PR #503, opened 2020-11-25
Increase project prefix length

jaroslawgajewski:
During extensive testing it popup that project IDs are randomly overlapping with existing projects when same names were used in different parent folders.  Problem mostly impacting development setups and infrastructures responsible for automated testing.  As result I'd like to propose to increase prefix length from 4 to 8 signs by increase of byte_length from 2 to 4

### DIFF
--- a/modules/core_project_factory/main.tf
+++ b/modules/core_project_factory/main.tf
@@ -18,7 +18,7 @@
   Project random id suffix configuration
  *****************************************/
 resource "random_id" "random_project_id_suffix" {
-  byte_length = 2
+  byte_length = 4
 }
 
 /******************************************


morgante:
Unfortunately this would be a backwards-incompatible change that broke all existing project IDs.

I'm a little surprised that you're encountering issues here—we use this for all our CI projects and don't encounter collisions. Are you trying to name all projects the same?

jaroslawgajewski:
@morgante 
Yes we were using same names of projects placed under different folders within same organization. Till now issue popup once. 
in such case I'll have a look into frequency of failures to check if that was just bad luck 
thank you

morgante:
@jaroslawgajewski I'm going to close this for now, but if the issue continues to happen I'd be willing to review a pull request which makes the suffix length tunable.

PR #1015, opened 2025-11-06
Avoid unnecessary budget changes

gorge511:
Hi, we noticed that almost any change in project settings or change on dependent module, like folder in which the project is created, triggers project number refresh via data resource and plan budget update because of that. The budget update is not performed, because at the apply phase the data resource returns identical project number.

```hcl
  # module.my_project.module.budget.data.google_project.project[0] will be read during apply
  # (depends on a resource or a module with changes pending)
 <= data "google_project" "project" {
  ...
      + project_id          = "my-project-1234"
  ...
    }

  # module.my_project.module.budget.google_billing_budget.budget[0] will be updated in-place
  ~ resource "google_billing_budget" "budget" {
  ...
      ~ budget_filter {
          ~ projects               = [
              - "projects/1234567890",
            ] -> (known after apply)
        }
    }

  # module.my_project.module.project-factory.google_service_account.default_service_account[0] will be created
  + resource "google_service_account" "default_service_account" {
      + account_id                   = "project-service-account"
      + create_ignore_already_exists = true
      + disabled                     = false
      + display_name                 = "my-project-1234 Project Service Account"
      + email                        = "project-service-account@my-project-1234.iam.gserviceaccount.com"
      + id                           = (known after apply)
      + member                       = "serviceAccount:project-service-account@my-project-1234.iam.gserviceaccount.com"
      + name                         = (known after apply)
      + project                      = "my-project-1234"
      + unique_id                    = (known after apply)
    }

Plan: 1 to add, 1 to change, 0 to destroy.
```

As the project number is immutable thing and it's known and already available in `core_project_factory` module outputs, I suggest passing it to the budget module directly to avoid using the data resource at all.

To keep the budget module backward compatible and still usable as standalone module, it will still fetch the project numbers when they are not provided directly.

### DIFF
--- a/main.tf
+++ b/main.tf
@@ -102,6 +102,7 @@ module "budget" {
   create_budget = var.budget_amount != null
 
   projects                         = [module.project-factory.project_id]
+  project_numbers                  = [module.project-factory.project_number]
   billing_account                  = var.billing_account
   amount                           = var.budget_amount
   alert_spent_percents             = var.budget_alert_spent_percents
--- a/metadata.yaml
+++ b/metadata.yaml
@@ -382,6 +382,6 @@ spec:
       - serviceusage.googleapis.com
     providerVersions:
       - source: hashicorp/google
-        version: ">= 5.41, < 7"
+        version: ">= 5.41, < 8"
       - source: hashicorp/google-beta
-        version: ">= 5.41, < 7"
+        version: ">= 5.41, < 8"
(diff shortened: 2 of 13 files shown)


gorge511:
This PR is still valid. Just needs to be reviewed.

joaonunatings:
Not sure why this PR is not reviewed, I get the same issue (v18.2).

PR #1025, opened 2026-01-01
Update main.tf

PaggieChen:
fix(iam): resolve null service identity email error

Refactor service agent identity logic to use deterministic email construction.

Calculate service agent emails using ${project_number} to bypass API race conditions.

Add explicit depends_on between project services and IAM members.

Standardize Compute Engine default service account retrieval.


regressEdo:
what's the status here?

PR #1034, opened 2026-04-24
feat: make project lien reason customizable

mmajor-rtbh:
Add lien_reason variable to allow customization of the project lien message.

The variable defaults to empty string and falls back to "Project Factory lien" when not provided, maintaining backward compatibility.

TASK OBJECTIVE
What lines in the listing above hold the string "modules"? List them.

ANSWER BELOW
--- a/modules/core_project_factory/main.tf
+++ b/modules/core_project_factory/main.tf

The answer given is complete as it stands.